Note that we could not use R=3 and L=7. Our equation ensures that L and R always overlap by at least one server.
Fast Paxos + Flexible Paxos = Fast Flexible Paxos
Unfortunately, Flexible Paxos does not directly apply to Fast Paxos. State machine replication protocols thus need to choose between using a leader and requiring fewer copies of operations (Flexible Paxos) or allowing servers to bypass the leader but requiring more copies of operations (Fast Paxos). In this short paper, we prove that the approach of Flexible Paxos can be applied to Fast Paxos. Fast Paxos can safely replicate operations to fewer servers. We call this Fast Flexible Paxos.
Like Flexible Paxos, Fast Flexible Paxos observes that we can tradeoff the number of servers which replicate operations and participate in leader elections. The equations below describe this tradeoff in terms of R, L, N and the number of servers which must participate in fast replication (F).
L + R > N
L + 2F > 2N
Consider the previous example where N=10, R=5 and L=6, our second equation requires that F=8.
Or consider the example where N=10, R=3 and L=8, this requires that F=7.
Note that it would not be ok to use N=10, L=8 and F=6, regardless of the value of R, as this does not satisfy our second equation.
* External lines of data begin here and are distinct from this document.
Issue #1091, opened 2025-02-14
Fix certs hot-reload logic and cleanup


fabriziosestito:
## Current Behavior

When client CA certificates are updated, the entire `ServerConfig` is reloaded. This can lead to potential race conditions if this reload happens concurrently with server certificate or key updates, potentially resulting in temporary invalid certificate states.

## Proposed Changes

Keep existing server certificates while reloading client CAs to prevent inconsistent states

Refactor the certificate management code:

- Split `build_tls_server_config` into smaller functions 
- Replace blocking `std::fs` operations with async `tokio::fs`
- (optional) Introduce a new CertReloader type to encapsulate reload logic and state management

PR #1094, opened 2025-02-17
fix: remove TLS hot-reload race condition

fabriziosestito:
Fix: #1091

This PR resolves a race condition that occurs during TLS certificate reloads by retaining the previous certificate and key pair if the client CA file changes. This approach enables reloading the server certificate and client CA independently.

Additionally, it replaces blocking std::fs functions within async blocks with their asynchronous counterparts from tokio::fs.

### DIFF
--- a/src/certs.rs
+++ b/src/certs.rs
@@ -1,0 +1,219 @@
+use ::tracing::{info, warn};
+use anyhow::{anyhow, Result};
+use rustls::{server::WebPkiClientVerifier, RootCertStore, ServerConfig};
+use rustls_pemfile::Item;
+use rustls_pki_types::{CertificateDer, PrivateKeyDer};
+use std::{fs::File, io::BufReader, sync::Arc};
+
+// This is required by certificate hot reload when using inotify, which is available only on linux
+#[cfg(target_os = "linux")]
+use tokio_stream::StreamExt;
+
+use crate::config::TlsConfig;
+
+async fn load_server_cert_and_key(
+    cert_file: String,
+    key_file: String,
+) -> Result<(Vec<CertificateDer<'static>>, PrivateKeyDer<'static>)> {
+    let cert_reader = &mut BufReader::new(File::open(cert_file)?);
+    let cert: Vec<CertificateDer> = rustls_pemfile::certs(cert_reader)
+        .filter_map(|it| {
+            if let Err(ref e) = it {
+                warn!("Cannot parse certificate: {e}");
+                return None;
+            }
+            it.ok()
+        })
+        .collect();
+    if cert.len() > 1 {
+        return Err(anyhow!("Multiple certificates provided in cert file"));
+    }
+
+    let key_file_reader = &mut BufReader::new(File::open(key_file)?);
+    let mut key_vec: Vec<Vec<u8>> = rustls_pemfile::read_all(key_file_reader)
+        .filter_map(|i| match i.ok()? {
+            Item::Sec1Key(key) => Some(key.secret_sec1_der().to_vec()),
+            Item::Pkcs1Key(key) => Some(key.secret_pkcs1_der().to_vec()),
+            Item::Pkcs8Key(key) => Some(key.secret_pkcs8_der().to_vec()),
+            _ => {
+                info!("Ignoring non-key item in key file");
+                None
+            }
+        })
+        .collect();
+    if key_vec.is_empty() {
+        return Err(anyhow!("No key provided in key file"));
+    }
+    if key_vec.len() > 1 {
+        return Err(anyhow!("Multiple keys provided in key file"));
+    }
+    let key = PrivateKeyDer::try_from(key_vec.pop().unwrap())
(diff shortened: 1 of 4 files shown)


src/certs.rs
```diff
@@ -182,7 +180,12 @@ async fn load_server_cert_and_key(
     cert_file: &Path,
     key_file: &Path,
 ) -> Result<(Vec<CertificateDer<'static>>, PrivateKeyDer<'static>)> {
-    let cert_reader = &mut BufReader::new(File::open(cert_file)?);
+    let cert_contents = tokio::fs::read(cert_file).await?;
+    let key_contents = tokio::fs::read(key_file).await?;
+
+    let cert_reader = &mut BufReader::new(&cert_contents[..]);
+    let key_reader = &mut BufReader::new(&key_contents[..]);
```
fabriziosestito, line 187: since `rustls_pemfile`expectes a `std BufReader` we need to load the contents in memory and then create one to avoid blocking the tokio runtime with `std::fs` calls.

tests/integration_test.rs
```diff
@@ -728,7 +732,7 @@ async fn test_detect_certificate_rotation() {
     let tls_data2 = create_cert(hostname2);
 
     // write only the cert file
-    std::fs::write(&cert_file, tls_data2.cert.clone()).unwrap();
+    fs::write(&cert_file, tls_data2.cert.clone()).await.unwrap();
```
fabriziosestito, line 735: let's always use `tokio::fs` in async blocks

src/certs.rs
```diff
@@ -187,32 +105,146 @@ pub(crate) async fn create_tls_config_and_watch_certificate_changes(
...
             }
 
-            // if both the certificate and the key have been changed or there is no change in the
-            // server cert and key, but the client cert changed, reload the certificate
-            if (key_changed && cert_changed)
-                || (client_cert_changed && (key_changed == cert_changed))
-            {
-                info!("Reloading TLS certificates");
+            // Reload the client CA certificates if they have changed, keeping the current server certificates unchanged
+            if client_ca_changed {
```
fabriziosestito, line 116: If an inotify event indicates a change in the client CA, only the client verifier should be reloaded. If the TLS server certificate or key were modified simultaneously, but the inotify event for those changes had not yet arrived, we could end up with a broken TLS configuration till the next inotify event. Reloading only the client verifier in this scenario avoids partial updates of the certificate and key.

src/certs.rs
```diff
@@ -0,0 +1,258 @@
...
+        .into_iter()
+        .map(|path| {
+            inotify
+                .watches()
+                .add(path, inotify::WatchMask::CLOSE_WRITE)
+                .map_err(|e| anyhow!("Cannot watch client certificate file: {e}"))
+        })
+        .collect();
+
+    let client_ca_watches = client_ca_watches?;
```
jvanz, line 79: Why not merge these two lines into one?

src/certs.rs
```diff
@@ -0,0 +1,258 @@
...
+
+            // Reload the client CA certificates if they have changed, keeping the current server certificates unchanged
+            if client_ca_changed {
+                info!("Reloading Client CA certificates");
+
+                client_ca_changed = false;
+
+                match load_client_ca_certs(tls_config.client_ca_file.clone()).await {
+                    Ok(cv) => {
+                        client_verifier = Some(cv);
```
jvanz, line 125: I think you are using a variable from outside the scope of the task because the variable is moved to the task scope. Right? Have you did that intentionally, right? The same apply for the `cert` and `key` variable some lines below. Just double checking. No problem for me so far.

src/certs.rs
jvanz: I just saw your commit removing unwraps. :+1:

jvanz:
I've just rebased this PR on top of main after merging base PR for these changes #1090

src/certs.rs
fabriziosestito: The variable is the moved outer scope `mut` variable. The outer scope performs the first initialization. 
This is needed to preserve the state of the certificates/client CA so we can perform a partial reload.

src/certs.rs
```diff
@@ -0,0 +1,258 @@
...
+async fn create_tls_config_and_watch_certificate_changes(
+    tls_config: TlsConfig,
+) -> Result<RustlsConfig> {
+    let cfg = RustlsConfig::from_pem_file(tls_config.cert_file, tls_config.key_file).await?;
+    Ok(cfg)
+}
+
+/// Return the RustlsConfig and watch for changes in the certificate files
+/// using inotify.
+/// When a both the certificate and its key are changed, the RustlsConfig is reloaded,
```
viccuad, line 26:
```suggestion
/// When both the certificate and its key are changed, the RustlsConfig is reloaded,
```

viccuad (approved):

src/certs.rs
jvanz: Yes, I'm fine with that. As I said, I was just double checking if that was on purpose.

jvanz (approved):

PR #1145, opened 2025-03-24
feat: Skip Wasm Evaluation for Requests from 'Always Allowed' Namespaces and Improve Metrics Handling

### LINKED ISSUE #599: Requests from "always allowed" namespace should not be sent to Wasm evaluators
Policy Server administrator can configure a special namespace that is not affected by the policies, meaning all the operations inside of it are always allowed. This is commonly used to exclude Kubewarden's namespace, preventing user's policies from damaging the whole stack (and hence causing an outage to the whole cluster).

Currently, the requests assigned to this namespace are still processed by the WebAssembly evaluators, but later the evaluation results are simply discarded and the request is accepted. As a minor optimization, we should change our code to immediately accept a request involving the "special namespace", without having to waste CPU cycles doing WebAssembly evaluations.

## Admission Criteria

- Change the policy server code to immediately accept requests involving one of the namespaces that is on the "always allow" list.

maanugh:
…ces and Improve Metrics Handling

## Description

Fix #599 

## Test

### DIFF
--- a/src/api/service.rs
+++ b/src/api/service.rs
@@ -36,6 +36,40 @@ pub(crate) fn evaluate(
     let start_time = Instant::now();
     let policy_id: PolicyID = policy_id.parse()?;
 
+    // Early check for requests from special namespaces
+    if let ValidateRequest::AdmissionRequest(adm_req) = validate_request {
+        if let Some(ref req_namespace) = adm_req.namespace {
+            if evaluation_environment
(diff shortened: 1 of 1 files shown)


flavio (approved):
Thanks for your contribution, that looks good to me.

Let's see what the other maintainers think about it

viccuad (approved):
LGTM, thanks for the contribution.

fabriziosestito (approved):
LGTM

PR #1150, opened 2025-03-26
fix: removed the rustls=off filter directive, which was previously suppressing all TLS-related message

### LINKED ISSUE #1148: Feature Request:

policy-server silently fails requests missing valid TLS certificates.

This is slightly different than the kubewarden-controller pod, which logs such HTTPS out of the box:

```console
2025/03/24 16:37:06 http: TLS handshake error from 10.42.0.10:55828: tls: client didn't provide a certificate                                                                             
```

### Solution you'd like

Ideally both would log such requests, so that users can more easily detect abuse and/or misconfigured clients.

_No response_

### Anything else?

Maybe we're being too aggressive filtering the log messages. See [these lines](https://github.com/kubewarden/policy-server/blob/9ccdbc246e7bbdf17deb3f8620f921ae15ce5239/src/tracing.rs#L27-L29).

maanugh:
## Description

Fix #1148 

## Test

### DIFF
--- a/src/tracing.rs
+++ b/src/tracing.rs
@@ -26,7 +26,6 @@ pub fn setup_tracing(
         .add_directive("cranelift_wasm=off".parse().unwrap())
         .add_directive("h2=off".parse().unwrap())
         .add_directive("hyper=off".parse().unwrap())
-        .add_directive("rustls=off".parse().unwrap())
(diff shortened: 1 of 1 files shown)


viccuad (approved):
Good find, thanks for this fix!

maanugh:
Failed connections will appear at log level INFO.

PR #1166, opened 2025-04-25
feat: check ```protocol_version``` before storing

### LINKED ISSUE #642: Check for policies' `protocol_version`  and error if protocol version is not supported.
### Acceptance criteria

Policy server should consume `policy_evaluator::evaluator::PolicyEvaluator::protocol_version()`, and error if the policy protocol version is not supported.

See kwctl for an example: https://github.com/kubewarden/kwctl/blob/23c4eae60d5a687bc64382b2cae3cd725e529637/src/backend.rs#L52-L61

manukirat:
## Description

Fix #642 

## Test

### DIFF
--- a/src/evaluation/precompiled_policy.rs
+++ b/src/evaluation/precompiled_policy.rs
@@ -1,7 +1,7 @@
 use anyhow::{anyhow, Result};
 use lazy_static::lazy_static;
 use policy_evaluator::{
-    policy_evaluator::PolicyExecutionMode, policy_metadata::Metadata, wasmtime,
+    policy_evaluator::PolicyExecutionMode, policy_metadata::Metadata, wasmtime, ProtocolVersion,
 };
 use semver::{BuildMetadata, Prerelease, Version};
 use sha2::{Digest, Sha256};
@@ -50,6 +50,8 @@ impl PrecompiledPolicy {
         let execution_mode = metadata.execution_mode;
         has_minimum_kubewarden_version(&metadata)?;
 
+        has_valid_protocol_version(&metadata)?;
+
         let precompiled_module = engine.precompile_module(&policy_contents)?;
 
         let mut hasher = Sha256::new();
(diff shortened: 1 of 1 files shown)


viccuad:
Moving to blocked so we don't merge meanwhile we are on RC phase.

flavio:
I looked at the PR and I started to wonder what's the purpose of doing this check. I mean, invoking `protocol_version()` against a policy and make sure it doesn't return an `Error` is fine, but what are we supposed to do with the actual contents of the `Result`?

I think we have to change approach entirely.

Inside of [PrecompiledPolicy::new](https://github.com/kubewarden/policy-server/blob/34cda5a514d2ae03c7113d5d4cb6f471798f748d/src/evaluation/precompiled_policy.rs#L51), we have to add check.
The check must be done only if the execution mode of the policy is wapc (that's the only mode that implements the protocol_version). We have to ensure we can obtain a protocol version (there's no error) and that the protocol version is equal to `V1` (there's an [enum for that](https://docs.rs/kubewarden-policy-sdk/0.13.3/kubewarden_policy_sdk/metadata/enum.ProtocolVersion.html))

flavio (changes requested):
I looked at the PR and I started to wonder what's the purpose of doing this check. I mean, invoking `protocol_version()` against a policy and make sure it doesn't return an `Error` is fine, but what are we supposed to do with the actual contents of the `Result`?

I think we have to change approach entirely.

Inside of [PrecompiledPolicy::new](https://github.com/kubewarden/policy-server/blob/34cda5a514d2ae03c7113d5d4cb6f471798f748d/src/evaluation/precompiled_policy.rs#L51), we have to add check.
The check must be done only if the execution mode of the policy is wapc (that's the only mode that implements the protocol_version). We have to ensure we can obtain a protocol version (there's no error) and that the protocol version is equal to `V1` (there's an [enum for that](https://docs.rs/kubewarden-policy-sdk/0.13.3/kubewarden_policy_sdk/metadata/enum.ProtocolVersion.html))

maanugh:
ok, got it.

flavio (changes requested):
LGTM, but please write some unit tests. Bonus points if you use rstest to handle the different cases

maanugh:
added the test cases.

src/evaluation/precompiled_policy.rs
```diff
@@ -141,4 +156,24 @@ mod tests {
...
+
+    #[rstest]
+    #[case(Metadata {
+        execution_mode: PolicyExecutionMode::KubewardenWapc,
+        protocol_version: Some(ProtocolVersion::Unknown),
+        ..Default::default()
+    })]
+    fn invalid_protocol_version_test(#[case] metadata: Metadata) {
+        assert!(has_valid_protocol_version(&metadata).is_err())
+    }
```
flavio, line 178: I meant to write them like that:

```rust
    #[rstest]
    #[case(Metadata {
        execution_mode: PolicyExecutionMode::KubewardenWapc,
        protocol_version: Some(ProtocolVersion::Unknown),
        ..Default::default()
    }, false)]
    fn validate_protocol_version_test(#[case] metadata: Metadata, #[case] is_valid: bool) {
        assert_eq!(is_valid, has_valid_protocol_version(&metadata).is_err())
    }
```

Also, write a test case for non-wapc policies.

jvanz (approved):

PR #1188, opened 2025-06-03
fix: Only check for ProtocolVersion on Wapc execution mode

viccuad:
## Description

Fix https://github.com/kubewarden/helm-charts/issues/689

## Test

CI. Amended relevant test.


flavio (approved):
Thanks for the fix, I feel sorry for not having spotted this regression :(

PR #1194, opened 2025-06-11
feat: custom error message support.

### LINKED ISSUE #1190: Add support for custom error message in policy evaluations
- [ ] Update the `policies.yml` Rust structure to take into account the new message
  - [ ] Override the policy failure message when use provided his own custom message
  - [ ] [OPTIONAL for 1st iteration]: add the original rejection message as a warning. Do the same thing done by group policies to track policy member rejections
- [ ] File an issue to the Rancher UI Extension: the UI has to take into account the new `spec.message` field that is now available to `ClusterAdmissionPolicy` and `AdmissionPolicy`

jvanz:
## Description

Updates the policy server to allow user define a "message" field in the policies.yml file to customize the error message returned by the policy.

Fix #1190

### DIFF
--- a/src/evaluation/policy_evaluation_settings.rs
+++ b/src/evaluation/policy_evaluation_settings.rs
@@ -11,4 +11,6 @@ pub(crate) struct PolicyEvaluationSettings {
     pub(crate) allowed_to_mutate: bool,
     /// The policy-specific settings provided by the user
     pub(crate) settings: PolicyOrPolicyGroupSettings,
+    /// Determines a custom rejection message for the policy
+    pub(crate) custom_rejection_message: Option<String>,
 }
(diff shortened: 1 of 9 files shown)


src/evaluation/policy_evaluation_settings.rs
```diff
@@ -11,4 +11,6 @@ pub(crate) struct PolicyEvaluationSettings {
     pub(crate) allowed_to_mutate: bool,
     /// The policy-specific settings provided by the user
     pub(crate) settings: PolicyOrPolicyGroupSettings,
+    /// Determines a custom error bessage for the policy
+    pub(crate) custom_error_message: Option<String>,
```
jvanz, line 15: Should change the name of this field to message? Or change the `message` field in the policies.yml into `customer_error_message`. It like the later because it makes more clear the goal of the configuration.

PR #2150, opened 2022-07-18
fix(scan): copy images if we cannot link them

eventualbuddha:
## Overview

We link instead of copy to save space, but if the source and destination are on different partitions or physical disks we cannot link them. If the link fails, just do a copy.

## Demo Video or Screenshot
n/a

## Testing Plan 
Automated testing.

### DIFF
--- a/services/scan/src/util/save_images.ts
+++ b/services/scan/src/util/save_images.ts
@@ -10,6 +10,18 @@ interface SaveImagesResult {
   normalized: string;
 }
 
+/**
+ * Links {@link src} to {@link dest} if both paths are on the same file system,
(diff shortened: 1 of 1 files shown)


benadida (approved):

eventualbuddha:
I changed this to using `move` instead because we might as well free up the original, but then realized that would mess with the way our fixtures and `MOCK_SCANNER_FILES` work. So I reverted back to the link-or-copy setup I had before ([Slack](https://votingworks.slack.com/archives/CEL6D3GAD/p1658173304906909?thread_ts=1657579298.722339&cid=CEL6D3GAD)).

The second equation ensures that L always overlaps with any pair of Fs, as shown in the diagrams below.
As always with distributed systems, it is a matter of tradeoffs. In the most extreme case, we can use majorities for fast replication in Fast Flexible Paxos but this will not be able to tolerate any failures as it requires that L=N if N is odd.
Our paper on Fast Flexible Paxos describes exactly how we calculated these equations. The paper also includes a proof of Fast Flexible Paxos, a formal specification of Fast Flexible Paxos written in TLA+ and a prototype using Paxi.
State machine replication is a powerful primitive for distributed systems, which has the power to provide the strongest possible consistency guarantees even in the face of message delays and failures. However, the performance limitations of state machine replication have long limited its adoption. I believe that Fast Flexible Paxos is the first step towards building more performant state machine replication protocols which can support fast replication, thus addressing the leader bottleneck, without requiring most servers to participate in replication.
[1] Strictly speaking, Zookeeper uses atomic broadcast and primary backup replication but the same high-level ideas apply to both.
[2] ¾ is only required to tolerate the same number of failures as Paxos with majorities.
[3] There is another issue with fast replication which is that conflicts can occur when multiple servers try to replicate different operations at the same time. Subsequent protocols like Generalized Paxos and Egalitarian Paxos mitigate this.